• Problem requirements
Transcribe every line of the listing below without any deviation.

------------

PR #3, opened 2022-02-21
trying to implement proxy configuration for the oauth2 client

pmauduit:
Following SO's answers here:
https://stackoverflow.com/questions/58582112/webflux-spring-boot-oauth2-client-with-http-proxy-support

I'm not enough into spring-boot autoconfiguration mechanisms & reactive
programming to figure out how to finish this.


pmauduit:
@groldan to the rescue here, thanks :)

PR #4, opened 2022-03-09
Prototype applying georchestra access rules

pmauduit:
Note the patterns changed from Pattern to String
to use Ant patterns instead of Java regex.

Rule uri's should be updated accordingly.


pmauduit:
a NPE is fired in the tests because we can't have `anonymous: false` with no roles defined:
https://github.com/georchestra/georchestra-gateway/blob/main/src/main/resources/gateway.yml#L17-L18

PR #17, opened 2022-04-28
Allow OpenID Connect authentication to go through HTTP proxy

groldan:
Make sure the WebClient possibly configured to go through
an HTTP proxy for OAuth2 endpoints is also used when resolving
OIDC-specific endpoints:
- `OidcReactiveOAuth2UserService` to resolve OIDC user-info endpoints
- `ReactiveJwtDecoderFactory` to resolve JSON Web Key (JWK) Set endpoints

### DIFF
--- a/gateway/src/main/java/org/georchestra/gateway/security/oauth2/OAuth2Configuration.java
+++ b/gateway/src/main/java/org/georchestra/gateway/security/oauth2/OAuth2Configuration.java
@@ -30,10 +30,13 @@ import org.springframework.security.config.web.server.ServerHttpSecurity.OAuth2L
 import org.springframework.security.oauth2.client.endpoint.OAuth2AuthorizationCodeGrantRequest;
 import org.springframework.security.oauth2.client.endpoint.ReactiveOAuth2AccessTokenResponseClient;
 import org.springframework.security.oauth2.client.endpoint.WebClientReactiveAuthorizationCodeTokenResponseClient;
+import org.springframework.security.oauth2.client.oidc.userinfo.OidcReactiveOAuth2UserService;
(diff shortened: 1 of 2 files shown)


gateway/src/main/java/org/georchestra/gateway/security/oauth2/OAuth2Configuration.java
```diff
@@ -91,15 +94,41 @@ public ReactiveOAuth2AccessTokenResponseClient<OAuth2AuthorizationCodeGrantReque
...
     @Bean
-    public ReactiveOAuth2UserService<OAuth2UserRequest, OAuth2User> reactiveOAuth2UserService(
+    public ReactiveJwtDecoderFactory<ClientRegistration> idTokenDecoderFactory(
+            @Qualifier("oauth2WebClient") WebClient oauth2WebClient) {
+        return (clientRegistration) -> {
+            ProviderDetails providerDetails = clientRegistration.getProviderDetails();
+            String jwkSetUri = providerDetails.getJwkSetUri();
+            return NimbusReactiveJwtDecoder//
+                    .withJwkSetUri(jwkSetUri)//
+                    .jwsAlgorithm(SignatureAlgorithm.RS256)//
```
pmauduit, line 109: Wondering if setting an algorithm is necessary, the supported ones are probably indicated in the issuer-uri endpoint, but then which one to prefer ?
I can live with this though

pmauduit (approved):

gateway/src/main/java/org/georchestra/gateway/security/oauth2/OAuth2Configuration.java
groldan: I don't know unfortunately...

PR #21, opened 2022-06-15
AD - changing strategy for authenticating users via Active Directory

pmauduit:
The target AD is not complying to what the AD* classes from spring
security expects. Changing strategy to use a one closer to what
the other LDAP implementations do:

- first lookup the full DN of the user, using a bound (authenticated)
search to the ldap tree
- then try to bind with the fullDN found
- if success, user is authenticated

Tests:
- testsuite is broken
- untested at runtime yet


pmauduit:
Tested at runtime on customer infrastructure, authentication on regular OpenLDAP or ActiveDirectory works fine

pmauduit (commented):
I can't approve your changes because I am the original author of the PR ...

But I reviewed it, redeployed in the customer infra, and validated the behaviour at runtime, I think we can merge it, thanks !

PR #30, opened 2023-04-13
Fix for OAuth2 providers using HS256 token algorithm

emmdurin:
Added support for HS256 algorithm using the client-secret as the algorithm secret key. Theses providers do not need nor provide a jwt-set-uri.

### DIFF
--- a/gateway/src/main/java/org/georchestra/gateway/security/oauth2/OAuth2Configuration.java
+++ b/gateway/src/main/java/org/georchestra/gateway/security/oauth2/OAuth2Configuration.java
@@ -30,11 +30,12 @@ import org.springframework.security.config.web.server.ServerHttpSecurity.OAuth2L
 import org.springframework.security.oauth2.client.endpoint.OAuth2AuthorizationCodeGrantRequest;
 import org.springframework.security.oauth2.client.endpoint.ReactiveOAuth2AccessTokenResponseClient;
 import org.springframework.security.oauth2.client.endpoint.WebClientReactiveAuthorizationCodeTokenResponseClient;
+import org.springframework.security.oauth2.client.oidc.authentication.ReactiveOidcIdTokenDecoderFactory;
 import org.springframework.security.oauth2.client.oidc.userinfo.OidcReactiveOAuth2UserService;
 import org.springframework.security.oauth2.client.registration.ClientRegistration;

------------

• Response box
PR #3, opened 2022-02-21
trying to implement proxy configuration for the oauth2 client

pmauduit:
Following SO's answers here:
https://stackoverflow.com/questions/58582112/webflux-spring-boot-oauth2-client-with-http-proxy-support

I'm not enough into spring-boot autoconfiguration mechanisms & reactive
programming to figure out how to finish this.


pmauduit:
@groldan to the rescue here, thanks :)

PR #4, opened 2022-03-09
Prototype applying georchestra access rules

pmauduit:
Note the patterns changed from Pattern to String
to use Ant patterns instead of Java regex.

Rule uri's should be updated accordingly.


pmauduit:
a NPE is fired in the tests because we can't have `anonymous: false` with no roles defined:
https://github.com/georchestra/georchestra-gateway/blob/main/src/main/resources/gateway.yml#L17-L18

PR #17, opened 2022-04-28
Allow OpenID Connect authentication to go through HTTP proxy

groldan:
Make sure the WebClient possibly configured to go through
an HTTP proxy for OAuth2 endpoints is also used when resolving
OIDC-specific endpoints:
- `OidcReactiveOAuth2UserService` to resolve OIDC user-info endpoints
- `ReactiveJwtDecoderFactory` to resolve JSON Web Key (JWK) Set endpoints

### DIFF
--- a/gateway/src/main/java/org/georchestra/gateway/security/oauth2/OAuth2Configuration.java
+++ b/gateway/src/main/java/org/georchestra/gateway/security/oauth2/OAuth2Configuration.java
@@ -30,10 +30,13 @@ import org.springframework.security.config.web.server.ServerHttpSecurity.OAuth2L
 import org.springframework.security.oauth2.client.endpoint.OAuth2AuthorizationCodeGrantRequest;
 import org.springframework.security.oauth2.client.endpoint.ReactiveOAuth2AccessTokenResponseClient;
 import org.springframework.security.oauth2.client.endpoint.WebClientReactiveAuthorizationCodeTokenResponseClient;
+import org.springframework.security.oauth2.client.oidc.userinfo.OidcReactiveOAuth2UserService;
(diff shortened: 1 of 2 files shown)


gateway/src/main/java/org/georchestra/gateway/security/oauth2/OAuth2Configuration.java
```diff
@@ -91,15 +94,41 @@ public ReactiveOAuth2AccessTokenResponseClient<OAuth2AuthorizationCodeGrantReque
...
     @Bean
-    public ReactiveOAuth2UserService<OAuth2UserRequest, OAuth2User> reactiveOAuth2UserService(
+    public ReactiveJwtDecoderFactory<ClientRegistration> idTokenDecoderFactory(
+            @Qualifier("oauth2WebClient") WebClient oauth2WebClient) {
+        return (clientRegistration) -> {
+            ProviderDetails providerDetails = clientRegistration.getProviderDetails();
+            String jwkSetUri = providerDetails.getJwkSetUri();
+            return NimbusReactiveJwtDecoder//
+                    .withJwkSetUri(jwkSetUri)//
+                    .jwsAlgorithm(SignatureAlgorithm.RS256)//
```
pmauduit, line 109: Wondering if setting an algorithm is necessary, the supported ones are probably indicated in the issuer-uri endpoint, but then which one to prefer ?
I can live with this though

pmauduit (approved):

gateway/src/main/java/org/georchestra/gateway/security/oauth2/OAuth2Configuration.java
groldan: I don't know unfortunately...

PR #21, opened 2022-06-15
AD - changing strategy for authenticating users via Active Directory

pmauduit:
The target AD is not complying to what the AD* classes from spring
security expects. Changing strategy to use a one closer to what
the other LDAP implementations do:

- first lookup the full DN of the user, using a bound (authenticated)
search to the ldap tree
- then try to bind with the fullDN found
- if success, user is authenticated

Tests:
- testsuite is broken
- untested at runtime yet


pmauduit:
Tested at runtime on customer infrastructure, authentication on regular OpenLDAP or ActiveDirectory works fine

pmauduit (commented):
I can't approve your changes because I am the original author of the PR ...

But I reviewed it, redeployed in the customer infra, and validated the behaviour at runtime, I think we can merge it, thanks !

PR #30, opened 2023-04-13
Fix for OAuth2 providers using HS256 token algorithm

emmdurin:
Added support for HS256 algorithm using the client-secret as the algorithm secret key. Theses providers do not need nor provide a jwt-set-uri.

### DIFF
--- a/gateway/src/main/java/org/georchestra/gateway/security/oauth2/OAuth2Configuration.java
+++ b/gateway/src/main/java/org/georchestra/gateway/security/oauth2/OAuth2Configuration.java
@@ -30,11 +30,12 @@ import org.springframework.security.config.web.server.ServerHttpSecurity.OAuth2L
 import org.springframework.security.oauth2.client.endpoint.OAuth2AuthorizationCodeGrantRequest;
 import org.springframework.security.oauth2.client.endpoint.ReactiveOAuth2AccessTokenResponseClient;
 import org.springframework.security.oauth2.client.endpoint.WebClientReactiveAuthorizationCodeTokenResponseClient;
+import org.springframework.security.oauth2.client.oidc.authentication.ReactiveOidcIdTokenDecoderFactory;
 import org.springframework.security.oauth2.client.oidc.userinfo.OidcReactiveOAuth2UserService;
 import org.springframework.security.oauth2.client.registration.ClientRegistration;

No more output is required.